* _RECORD EXTRACTS_

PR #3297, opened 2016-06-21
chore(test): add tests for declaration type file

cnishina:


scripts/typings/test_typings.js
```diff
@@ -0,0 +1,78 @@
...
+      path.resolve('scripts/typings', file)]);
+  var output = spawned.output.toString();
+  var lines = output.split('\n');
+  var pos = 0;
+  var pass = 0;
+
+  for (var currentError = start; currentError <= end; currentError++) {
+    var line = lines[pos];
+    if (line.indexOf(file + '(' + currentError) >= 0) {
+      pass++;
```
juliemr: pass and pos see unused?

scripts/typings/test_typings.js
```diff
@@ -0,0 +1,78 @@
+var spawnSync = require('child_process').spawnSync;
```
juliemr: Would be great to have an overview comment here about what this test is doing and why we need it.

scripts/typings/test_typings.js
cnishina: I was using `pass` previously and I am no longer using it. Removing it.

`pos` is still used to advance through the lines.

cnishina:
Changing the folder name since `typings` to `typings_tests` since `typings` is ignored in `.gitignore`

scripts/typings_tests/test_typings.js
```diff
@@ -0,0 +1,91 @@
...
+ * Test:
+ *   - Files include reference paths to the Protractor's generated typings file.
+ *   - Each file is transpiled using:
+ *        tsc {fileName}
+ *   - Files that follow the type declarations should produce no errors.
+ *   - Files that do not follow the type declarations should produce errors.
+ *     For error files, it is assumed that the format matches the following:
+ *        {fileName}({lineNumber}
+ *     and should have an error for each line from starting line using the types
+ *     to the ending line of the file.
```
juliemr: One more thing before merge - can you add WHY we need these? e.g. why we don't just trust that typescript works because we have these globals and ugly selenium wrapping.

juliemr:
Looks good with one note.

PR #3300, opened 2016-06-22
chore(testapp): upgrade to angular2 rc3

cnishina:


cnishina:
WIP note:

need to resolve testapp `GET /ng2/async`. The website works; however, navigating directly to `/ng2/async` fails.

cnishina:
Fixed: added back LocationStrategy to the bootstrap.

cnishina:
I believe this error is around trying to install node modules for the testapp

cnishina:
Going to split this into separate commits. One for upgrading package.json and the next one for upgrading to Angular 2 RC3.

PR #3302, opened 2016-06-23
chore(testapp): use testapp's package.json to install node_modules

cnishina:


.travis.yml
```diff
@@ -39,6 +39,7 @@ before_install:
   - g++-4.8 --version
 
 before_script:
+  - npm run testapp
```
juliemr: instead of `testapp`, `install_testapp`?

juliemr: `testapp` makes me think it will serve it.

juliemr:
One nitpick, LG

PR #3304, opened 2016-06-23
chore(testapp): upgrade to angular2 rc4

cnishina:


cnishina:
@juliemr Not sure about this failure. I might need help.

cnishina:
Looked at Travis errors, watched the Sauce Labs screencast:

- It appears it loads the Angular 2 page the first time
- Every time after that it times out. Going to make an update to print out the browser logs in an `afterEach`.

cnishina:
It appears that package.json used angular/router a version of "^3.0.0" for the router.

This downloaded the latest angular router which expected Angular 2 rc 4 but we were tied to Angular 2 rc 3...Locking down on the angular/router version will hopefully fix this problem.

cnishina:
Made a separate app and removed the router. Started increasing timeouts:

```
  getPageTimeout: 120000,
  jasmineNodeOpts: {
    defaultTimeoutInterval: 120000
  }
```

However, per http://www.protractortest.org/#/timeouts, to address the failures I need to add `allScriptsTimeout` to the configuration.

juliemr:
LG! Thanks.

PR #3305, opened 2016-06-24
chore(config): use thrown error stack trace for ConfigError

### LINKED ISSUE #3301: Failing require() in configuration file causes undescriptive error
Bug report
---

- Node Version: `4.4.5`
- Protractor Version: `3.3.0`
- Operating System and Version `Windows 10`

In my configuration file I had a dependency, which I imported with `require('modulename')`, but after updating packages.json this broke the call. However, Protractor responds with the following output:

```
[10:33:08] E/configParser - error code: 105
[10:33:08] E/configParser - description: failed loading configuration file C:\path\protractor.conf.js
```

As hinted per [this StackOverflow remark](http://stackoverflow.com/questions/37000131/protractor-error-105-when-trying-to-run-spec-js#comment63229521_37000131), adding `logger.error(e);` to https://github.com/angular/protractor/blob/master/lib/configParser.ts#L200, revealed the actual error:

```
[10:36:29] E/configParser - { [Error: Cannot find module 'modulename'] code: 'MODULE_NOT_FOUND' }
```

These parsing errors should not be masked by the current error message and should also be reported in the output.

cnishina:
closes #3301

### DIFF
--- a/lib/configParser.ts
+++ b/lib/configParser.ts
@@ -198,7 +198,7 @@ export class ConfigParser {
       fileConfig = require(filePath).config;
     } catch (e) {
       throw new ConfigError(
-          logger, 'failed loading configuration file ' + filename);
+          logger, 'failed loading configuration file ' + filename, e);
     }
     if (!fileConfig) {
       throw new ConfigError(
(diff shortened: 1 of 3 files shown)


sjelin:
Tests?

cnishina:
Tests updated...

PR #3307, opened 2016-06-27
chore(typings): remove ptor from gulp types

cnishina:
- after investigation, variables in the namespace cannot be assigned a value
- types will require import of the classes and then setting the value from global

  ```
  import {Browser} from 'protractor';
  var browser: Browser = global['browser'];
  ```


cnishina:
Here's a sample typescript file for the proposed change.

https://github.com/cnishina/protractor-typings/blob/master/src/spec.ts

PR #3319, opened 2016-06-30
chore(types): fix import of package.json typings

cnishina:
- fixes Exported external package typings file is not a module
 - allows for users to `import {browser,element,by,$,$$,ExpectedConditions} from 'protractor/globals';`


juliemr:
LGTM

...

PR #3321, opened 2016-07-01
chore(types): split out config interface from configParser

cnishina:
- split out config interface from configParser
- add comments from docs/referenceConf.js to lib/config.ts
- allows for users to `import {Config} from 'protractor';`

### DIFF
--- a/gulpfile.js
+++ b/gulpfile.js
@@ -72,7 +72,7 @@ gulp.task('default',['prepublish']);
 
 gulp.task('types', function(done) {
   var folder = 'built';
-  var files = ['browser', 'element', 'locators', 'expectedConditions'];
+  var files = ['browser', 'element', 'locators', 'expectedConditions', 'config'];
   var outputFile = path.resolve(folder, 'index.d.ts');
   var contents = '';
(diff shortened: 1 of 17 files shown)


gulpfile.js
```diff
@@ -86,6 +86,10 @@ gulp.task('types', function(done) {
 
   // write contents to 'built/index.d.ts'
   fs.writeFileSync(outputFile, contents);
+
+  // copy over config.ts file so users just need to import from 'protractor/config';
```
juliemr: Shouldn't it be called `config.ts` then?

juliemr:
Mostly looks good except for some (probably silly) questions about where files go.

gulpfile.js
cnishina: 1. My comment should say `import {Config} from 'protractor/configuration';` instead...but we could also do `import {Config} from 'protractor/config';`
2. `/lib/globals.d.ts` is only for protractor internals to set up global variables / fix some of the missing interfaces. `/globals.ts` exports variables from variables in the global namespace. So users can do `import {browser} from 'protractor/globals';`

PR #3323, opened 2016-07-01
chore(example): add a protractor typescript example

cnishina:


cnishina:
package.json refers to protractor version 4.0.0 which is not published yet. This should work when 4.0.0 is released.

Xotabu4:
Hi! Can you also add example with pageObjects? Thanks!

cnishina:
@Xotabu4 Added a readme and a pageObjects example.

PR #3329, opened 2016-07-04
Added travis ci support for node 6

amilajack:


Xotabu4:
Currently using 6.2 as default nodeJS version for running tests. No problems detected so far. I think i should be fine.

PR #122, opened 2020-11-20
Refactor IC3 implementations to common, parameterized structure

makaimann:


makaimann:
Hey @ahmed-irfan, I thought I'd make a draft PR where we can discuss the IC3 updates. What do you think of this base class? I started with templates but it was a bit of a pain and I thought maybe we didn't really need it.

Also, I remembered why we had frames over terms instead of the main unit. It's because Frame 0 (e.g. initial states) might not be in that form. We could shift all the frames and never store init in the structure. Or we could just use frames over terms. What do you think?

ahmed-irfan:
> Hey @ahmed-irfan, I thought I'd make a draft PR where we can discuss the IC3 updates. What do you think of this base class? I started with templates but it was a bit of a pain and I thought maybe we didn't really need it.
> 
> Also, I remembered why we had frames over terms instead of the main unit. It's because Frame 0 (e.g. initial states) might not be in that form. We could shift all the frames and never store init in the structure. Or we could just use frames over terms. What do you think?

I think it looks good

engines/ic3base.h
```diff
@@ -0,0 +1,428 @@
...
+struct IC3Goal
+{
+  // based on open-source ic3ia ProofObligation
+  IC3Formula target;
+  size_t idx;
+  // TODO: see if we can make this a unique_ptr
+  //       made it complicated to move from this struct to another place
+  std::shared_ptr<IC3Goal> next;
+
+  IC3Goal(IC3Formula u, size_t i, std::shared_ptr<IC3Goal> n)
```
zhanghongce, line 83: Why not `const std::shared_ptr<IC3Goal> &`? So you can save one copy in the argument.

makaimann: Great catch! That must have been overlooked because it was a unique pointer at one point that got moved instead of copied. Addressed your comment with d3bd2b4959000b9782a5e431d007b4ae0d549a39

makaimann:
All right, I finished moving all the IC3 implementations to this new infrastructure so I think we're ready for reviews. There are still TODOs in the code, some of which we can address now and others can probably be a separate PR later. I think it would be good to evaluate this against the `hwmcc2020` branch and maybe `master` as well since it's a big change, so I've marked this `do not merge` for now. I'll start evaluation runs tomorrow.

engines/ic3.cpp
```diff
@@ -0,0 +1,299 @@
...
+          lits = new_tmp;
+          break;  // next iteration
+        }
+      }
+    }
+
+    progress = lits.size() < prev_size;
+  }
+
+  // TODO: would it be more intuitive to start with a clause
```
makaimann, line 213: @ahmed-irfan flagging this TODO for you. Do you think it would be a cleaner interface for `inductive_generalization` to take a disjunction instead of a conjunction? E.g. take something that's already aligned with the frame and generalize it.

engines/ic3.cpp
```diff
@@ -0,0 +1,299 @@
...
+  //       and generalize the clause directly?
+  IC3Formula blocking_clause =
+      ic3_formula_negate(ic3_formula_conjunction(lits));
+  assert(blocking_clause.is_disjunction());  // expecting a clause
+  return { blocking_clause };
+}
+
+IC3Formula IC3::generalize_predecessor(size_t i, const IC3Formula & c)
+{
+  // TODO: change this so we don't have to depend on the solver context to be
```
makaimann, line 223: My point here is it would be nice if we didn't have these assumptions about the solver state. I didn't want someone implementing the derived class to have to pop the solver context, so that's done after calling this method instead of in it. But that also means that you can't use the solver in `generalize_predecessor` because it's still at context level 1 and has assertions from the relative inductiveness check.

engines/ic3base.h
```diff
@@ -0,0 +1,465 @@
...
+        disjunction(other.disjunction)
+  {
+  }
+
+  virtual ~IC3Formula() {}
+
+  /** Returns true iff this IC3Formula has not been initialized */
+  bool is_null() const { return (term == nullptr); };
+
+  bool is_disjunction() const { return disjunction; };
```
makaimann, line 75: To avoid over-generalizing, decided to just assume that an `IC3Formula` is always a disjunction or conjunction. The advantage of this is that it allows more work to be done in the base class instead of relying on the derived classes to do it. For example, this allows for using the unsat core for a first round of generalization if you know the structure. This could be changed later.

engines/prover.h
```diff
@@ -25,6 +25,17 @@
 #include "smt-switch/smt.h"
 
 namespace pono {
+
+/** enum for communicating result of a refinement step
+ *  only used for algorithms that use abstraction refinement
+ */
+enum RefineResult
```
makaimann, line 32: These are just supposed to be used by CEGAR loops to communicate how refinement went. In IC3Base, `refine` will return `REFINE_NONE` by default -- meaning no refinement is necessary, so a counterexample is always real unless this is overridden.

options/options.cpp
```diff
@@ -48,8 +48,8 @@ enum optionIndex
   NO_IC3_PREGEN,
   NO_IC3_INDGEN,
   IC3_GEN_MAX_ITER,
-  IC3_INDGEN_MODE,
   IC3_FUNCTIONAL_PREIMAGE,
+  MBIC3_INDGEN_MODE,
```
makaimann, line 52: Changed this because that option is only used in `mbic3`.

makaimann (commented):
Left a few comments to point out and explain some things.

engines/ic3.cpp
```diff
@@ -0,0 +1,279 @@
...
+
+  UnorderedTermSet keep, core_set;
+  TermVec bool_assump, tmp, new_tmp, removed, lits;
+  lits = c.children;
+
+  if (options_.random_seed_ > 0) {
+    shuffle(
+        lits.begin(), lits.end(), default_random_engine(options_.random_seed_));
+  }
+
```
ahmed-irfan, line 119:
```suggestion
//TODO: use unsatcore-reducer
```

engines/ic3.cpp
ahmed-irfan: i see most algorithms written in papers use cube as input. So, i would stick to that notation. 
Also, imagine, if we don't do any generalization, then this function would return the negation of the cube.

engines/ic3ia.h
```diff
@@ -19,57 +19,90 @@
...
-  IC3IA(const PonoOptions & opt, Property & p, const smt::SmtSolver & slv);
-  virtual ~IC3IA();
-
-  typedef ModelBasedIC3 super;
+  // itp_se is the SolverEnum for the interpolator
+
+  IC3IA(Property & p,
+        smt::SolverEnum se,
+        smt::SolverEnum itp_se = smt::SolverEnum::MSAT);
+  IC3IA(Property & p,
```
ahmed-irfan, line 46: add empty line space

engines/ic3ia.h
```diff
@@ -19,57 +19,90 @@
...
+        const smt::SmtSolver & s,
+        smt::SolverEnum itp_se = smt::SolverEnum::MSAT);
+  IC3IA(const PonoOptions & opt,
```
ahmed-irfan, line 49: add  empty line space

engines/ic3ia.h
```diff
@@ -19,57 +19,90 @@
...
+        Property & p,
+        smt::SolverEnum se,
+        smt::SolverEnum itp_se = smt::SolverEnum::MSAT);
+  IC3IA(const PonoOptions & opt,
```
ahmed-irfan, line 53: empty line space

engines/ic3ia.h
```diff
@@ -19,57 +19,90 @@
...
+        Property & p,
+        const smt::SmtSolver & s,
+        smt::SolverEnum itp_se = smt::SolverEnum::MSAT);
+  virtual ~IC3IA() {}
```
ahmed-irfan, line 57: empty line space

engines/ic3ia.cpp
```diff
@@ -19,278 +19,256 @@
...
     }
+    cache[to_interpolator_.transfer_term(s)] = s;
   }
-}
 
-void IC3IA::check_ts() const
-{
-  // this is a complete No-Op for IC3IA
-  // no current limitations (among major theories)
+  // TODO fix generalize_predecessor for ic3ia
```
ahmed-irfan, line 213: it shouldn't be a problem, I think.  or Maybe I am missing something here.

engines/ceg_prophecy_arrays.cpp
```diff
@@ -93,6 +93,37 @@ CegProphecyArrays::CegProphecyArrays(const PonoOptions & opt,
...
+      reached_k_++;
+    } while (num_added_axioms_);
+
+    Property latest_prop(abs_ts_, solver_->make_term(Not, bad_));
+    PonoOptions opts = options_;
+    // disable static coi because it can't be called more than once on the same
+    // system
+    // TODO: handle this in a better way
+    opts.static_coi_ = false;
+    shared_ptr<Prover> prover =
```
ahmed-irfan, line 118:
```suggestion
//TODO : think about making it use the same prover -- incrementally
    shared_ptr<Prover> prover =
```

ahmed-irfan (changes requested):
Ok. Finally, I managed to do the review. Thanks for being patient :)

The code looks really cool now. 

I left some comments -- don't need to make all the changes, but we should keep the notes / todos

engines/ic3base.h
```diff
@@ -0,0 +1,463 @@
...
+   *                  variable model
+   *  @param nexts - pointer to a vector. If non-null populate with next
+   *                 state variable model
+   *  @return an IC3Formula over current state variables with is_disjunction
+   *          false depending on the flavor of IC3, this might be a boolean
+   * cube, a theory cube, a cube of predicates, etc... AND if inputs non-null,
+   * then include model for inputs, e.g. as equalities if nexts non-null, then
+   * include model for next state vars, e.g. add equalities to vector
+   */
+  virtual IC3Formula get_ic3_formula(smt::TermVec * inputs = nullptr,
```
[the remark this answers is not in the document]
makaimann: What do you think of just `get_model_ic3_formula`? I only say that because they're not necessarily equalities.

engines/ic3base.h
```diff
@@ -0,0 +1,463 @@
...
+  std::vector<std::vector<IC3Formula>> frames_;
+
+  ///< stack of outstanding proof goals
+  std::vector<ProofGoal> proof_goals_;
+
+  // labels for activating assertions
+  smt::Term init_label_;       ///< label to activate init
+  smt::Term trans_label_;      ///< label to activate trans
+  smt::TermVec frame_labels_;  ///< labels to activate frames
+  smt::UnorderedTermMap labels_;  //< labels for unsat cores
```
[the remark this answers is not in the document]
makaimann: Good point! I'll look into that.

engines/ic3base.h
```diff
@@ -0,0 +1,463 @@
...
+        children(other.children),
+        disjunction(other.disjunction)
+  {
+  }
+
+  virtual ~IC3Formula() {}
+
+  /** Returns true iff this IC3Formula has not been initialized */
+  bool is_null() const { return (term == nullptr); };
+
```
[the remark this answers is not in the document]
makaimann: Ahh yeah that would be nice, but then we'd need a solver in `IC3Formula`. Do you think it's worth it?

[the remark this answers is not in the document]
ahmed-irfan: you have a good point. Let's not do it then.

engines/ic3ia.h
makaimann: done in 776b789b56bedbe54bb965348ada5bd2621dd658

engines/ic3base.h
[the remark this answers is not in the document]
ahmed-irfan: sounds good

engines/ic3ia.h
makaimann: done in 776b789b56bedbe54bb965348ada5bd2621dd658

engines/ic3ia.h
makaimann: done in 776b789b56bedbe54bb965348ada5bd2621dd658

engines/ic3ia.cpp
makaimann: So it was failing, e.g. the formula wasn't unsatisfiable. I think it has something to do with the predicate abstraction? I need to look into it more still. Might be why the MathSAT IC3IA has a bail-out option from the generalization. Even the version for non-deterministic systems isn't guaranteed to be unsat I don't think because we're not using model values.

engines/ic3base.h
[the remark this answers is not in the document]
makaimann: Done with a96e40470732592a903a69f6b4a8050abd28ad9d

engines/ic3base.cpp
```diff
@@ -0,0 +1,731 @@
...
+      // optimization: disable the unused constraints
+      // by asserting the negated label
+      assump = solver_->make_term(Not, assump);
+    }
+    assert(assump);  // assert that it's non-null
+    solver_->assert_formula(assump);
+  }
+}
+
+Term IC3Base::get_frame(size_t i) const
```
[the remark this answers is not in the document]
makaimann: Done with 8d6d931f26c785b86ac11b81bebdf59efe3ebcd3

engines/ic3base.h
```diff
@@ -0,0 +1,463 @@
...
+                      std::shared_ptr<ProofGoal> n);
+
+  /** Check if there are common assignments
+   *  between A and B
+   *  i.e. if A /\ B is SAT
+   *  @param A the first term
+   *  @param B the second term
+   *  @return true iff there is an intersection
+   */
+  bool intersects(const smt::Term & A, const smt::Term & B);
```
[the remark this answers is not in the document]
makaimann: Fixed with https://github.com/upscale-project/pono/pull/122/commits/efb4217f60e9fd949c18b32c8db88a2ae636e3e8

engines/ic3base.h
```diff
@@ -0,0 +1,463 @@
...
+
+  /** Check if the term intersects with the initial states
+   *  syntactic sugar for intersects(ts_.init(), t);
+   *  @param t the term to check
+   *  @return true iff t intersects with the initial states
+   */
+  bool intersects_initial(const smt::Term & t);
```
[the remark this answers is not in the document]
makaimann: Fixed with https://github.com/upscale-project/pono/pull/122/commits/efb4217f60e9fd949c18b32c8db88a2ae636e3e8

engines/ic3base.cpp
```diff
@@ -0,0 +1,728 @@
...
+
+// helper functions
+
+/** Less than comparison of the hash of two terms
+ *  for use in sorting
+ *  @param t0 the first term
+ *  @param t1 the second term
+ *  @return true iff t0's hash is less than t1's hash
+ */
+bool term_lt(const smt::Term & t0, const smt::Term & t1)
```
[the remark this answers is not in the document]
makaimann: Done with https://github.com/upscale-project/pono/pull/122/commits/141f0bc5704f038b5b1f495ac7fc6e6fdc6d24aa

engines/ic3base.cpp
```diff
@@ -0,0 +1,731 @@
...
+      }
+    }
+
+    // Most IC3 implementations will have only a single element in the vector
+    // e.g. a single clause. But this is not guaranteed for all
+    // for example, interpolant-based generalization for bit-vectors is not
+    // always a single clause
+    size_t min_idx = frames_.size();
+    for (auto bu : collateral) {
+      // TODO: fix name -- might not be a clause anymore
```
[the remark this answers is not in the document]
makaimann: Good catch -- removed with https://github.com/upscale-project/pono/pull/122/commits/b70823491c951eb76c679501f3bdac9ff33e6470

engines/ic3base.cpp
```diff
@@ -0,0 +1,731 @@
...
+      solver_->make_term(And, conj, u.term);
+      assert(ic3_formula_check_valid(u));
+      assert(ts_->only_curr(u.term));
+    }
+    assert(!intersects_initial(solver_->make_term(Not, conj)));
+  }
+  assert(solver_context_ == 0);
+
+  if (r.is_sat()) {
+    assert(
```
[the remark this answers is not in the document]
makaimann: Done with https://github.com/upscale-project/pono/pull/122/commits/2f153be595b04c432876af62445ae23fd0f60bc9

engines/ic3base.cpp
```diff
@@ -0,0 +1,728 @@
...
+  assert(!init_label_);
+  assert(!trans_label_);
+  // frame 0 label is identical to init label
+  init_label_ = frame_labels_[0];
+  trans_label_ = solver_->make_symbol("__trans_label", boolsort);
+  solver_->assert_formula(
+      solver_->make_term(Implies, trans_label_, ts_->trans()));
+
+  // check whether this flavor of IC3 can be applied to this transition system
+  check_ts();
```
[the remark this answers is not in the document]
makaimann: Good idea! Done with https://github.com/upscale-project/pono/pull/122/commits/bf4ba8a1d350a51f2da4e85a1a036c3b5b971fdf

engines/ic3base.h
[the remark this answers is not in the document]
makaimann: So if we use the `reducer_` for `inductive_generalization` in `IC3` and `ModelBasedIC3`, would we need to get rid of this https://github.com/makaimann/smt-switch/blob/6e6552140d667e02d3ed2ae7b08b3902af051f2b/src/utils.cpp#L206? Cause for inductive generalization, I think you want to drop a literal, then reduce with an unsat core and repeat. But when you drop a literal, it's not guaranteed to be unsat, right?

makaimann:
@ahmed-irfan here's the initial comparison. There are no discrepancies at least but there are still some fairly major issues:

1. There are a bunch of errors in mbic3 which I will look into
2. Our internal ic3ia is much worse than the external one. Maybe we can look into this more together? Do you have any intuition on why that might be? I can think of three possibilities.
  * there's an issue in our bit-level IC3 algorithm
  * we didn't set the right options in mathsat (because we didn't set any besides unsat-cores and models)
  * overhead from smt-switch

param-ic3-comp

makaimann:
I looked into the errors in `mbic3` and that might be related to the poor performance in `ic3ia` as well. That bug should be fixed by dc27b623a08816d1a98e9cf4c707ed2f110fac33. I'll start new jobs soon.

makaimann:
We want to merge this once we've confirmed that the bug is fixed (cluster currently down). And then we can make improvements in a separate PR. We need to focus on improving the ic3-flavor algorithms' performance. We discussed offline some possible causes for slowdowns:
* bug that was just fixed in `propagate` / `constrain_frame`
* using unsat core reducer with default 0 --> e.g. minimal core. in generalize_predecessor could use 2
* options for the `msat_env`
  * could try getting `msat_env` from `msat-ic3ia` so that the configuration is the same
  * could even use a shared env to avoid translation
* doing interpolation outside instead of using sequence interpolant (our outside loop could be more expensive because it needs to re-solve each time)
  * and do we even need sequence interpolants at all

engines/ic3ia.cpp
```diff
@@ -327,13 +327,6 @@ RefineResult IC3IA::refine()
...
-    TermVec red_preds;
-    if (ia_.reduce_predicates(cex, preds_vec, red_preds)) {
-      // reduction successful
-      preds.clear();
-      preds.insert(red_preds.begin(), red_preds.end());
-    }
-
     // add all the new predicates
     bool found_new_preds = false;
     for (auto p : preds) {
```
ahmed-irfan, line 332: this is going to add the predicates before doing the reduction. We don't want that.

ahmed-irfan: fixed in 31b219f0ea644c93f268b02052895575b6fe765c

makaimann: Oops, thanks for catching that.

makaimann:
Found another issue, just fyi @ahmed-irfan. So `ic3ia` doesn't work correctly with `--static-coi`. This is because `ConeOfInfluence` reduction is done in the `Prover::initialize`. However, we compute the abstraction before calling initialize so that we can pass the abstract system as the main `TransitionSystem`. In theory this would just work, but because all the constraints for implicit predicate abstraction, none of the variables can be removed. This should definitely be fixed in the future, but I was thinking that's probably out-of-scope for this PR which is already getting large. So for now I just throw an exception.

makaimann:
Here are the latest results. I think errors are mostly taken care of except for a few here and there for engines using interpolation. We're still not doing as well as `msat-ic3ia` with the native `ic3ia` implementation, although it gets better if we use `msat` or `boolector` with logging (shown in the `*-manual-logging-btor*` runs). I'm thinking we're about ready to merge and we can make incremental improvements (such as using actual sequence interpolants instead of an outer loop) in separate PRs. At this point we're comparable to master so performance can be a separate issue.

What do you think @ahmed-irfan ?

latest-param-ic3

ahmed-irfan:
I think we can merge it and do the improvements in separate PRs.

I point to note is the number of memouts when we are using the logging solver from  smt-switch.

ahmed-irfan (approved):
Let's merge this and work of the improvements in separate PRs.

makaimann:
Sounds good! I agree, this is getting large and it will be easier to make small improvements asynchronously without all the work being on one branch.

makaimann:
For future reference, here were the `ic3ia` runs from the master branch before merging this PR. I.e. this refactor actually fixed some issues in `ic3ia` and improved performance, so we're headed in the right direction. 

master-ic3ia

...

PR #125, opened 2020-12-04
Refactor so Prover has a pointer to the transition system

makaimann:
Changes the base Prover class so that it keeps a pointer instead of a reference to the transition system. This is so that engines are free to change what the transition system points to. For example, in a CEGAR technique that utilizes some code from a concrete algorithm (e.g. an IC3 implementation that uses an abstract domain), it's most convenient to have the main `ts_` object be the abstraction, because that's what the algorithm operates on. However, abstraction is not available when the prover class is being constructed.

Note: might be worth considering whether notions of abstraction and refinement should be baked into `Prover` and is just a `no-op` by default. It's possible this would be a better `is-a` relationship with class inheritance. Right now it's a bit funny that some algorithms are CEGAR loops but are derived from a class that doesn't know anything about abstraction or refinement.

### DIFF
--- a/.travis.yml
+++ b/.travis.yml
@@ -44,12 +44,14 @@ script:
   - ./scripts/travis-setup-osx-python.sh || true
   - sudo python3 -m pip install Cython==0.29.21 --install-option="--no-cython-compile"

* _YOUR OBJECTIVE_
Look above for the line holding "makaimann: So if", then set down exactly that line and every line after it up to and including the line holding "here's the initial", with nothing else.

* _EXERCISE OUTPUT_
makaimann: So if we use the `reducer_` for `inductive_generalization` in `IC3` and `ModelBasedIC3`, would we need to get rid of this https://github.com/makaimann/smt-switch/blob/6e6552140d667e02d3ed2ae7b08b3902af051f2b/src/utils.cpp#L206? Cause for inductive generalization, I think you want to drop a literal, then reduce with an unsat core and repeat. But when you drop a literal, it's not guaranteed to be unsat, right?

makaimann:
@ahmed-irfan here's the initial comparison. There are no discrepancies at least but there are still some fairly major issues:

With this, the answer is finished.